Recorded information
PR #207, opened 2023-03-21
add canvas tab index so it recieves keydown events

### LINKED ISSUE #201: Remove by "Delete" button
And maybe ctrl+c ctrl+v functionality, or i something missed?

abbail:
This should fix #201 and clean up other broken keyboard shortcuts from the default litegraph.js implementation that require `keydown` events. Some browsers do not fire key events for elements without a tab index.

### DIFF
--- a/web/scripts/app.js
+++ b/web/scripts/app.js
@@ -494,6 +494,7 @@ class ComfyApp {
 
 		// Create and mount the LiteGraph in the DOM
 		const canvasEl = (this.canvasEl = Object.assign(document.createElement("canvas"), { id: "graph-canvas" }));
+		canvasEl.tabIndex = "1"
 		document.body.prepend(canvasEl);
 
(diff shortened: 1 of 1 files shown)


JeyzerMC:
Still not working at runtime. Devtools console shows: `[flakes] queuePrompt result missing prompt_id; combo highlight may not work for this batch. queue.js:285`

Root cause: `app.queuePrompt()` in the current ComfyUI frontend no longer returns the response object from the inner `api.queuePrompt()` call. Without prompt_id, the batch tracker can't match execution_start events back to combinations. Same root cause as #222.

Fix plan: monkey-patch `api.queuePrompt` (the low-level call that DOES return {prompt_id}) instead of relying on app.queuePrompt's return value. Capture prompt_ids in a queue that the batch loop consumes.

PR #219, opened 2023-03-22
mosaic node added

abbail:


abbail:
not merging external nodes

...

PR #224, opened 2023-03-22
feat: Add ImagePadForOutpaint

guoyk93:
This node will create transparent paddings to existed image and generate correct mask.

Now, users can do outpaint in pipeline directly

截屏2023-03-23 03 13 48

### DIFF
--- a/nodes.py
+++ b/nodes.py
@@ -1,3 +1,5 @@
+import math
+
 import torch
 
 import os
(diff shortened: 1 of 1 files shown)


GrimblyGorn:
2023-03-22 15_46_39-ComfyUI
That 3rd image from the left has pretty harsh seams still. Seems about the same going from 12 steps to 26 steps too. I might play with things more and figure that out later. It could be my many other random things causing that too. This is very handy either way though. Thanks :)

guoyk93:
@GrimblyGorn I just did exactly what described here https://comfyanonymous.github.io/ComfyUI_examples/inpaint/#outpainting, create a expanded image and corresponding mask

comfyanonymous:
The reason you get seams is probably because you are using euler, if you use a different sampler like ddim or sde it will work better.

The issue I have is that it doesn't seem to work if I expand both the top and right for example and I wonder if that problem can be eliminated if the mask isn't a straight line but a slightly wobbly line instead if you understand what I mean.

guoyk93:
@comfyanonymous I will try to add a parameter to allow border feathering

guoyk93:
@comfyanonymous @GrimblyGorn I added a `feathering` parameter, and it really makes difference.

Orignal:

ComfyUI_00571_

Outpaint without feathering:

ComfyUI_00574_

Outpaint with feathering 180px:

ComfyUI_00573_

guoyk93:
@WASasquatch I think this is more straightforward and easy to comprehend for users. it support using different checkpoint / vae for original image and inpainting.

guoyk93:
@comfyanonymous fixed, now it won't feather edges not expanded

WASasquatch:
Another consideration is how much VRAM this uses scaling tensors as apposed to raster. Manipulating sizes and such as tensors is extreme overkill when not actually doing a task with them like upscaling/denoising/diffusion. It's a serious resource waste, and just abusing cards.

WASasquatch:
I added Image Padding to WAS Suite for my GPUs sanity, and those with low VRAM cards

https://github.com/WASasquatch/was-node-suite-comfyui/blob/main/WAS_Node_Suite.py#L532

Problem description
Number only, please: work out how many lines of the listing hold "added".

Solution for this task
3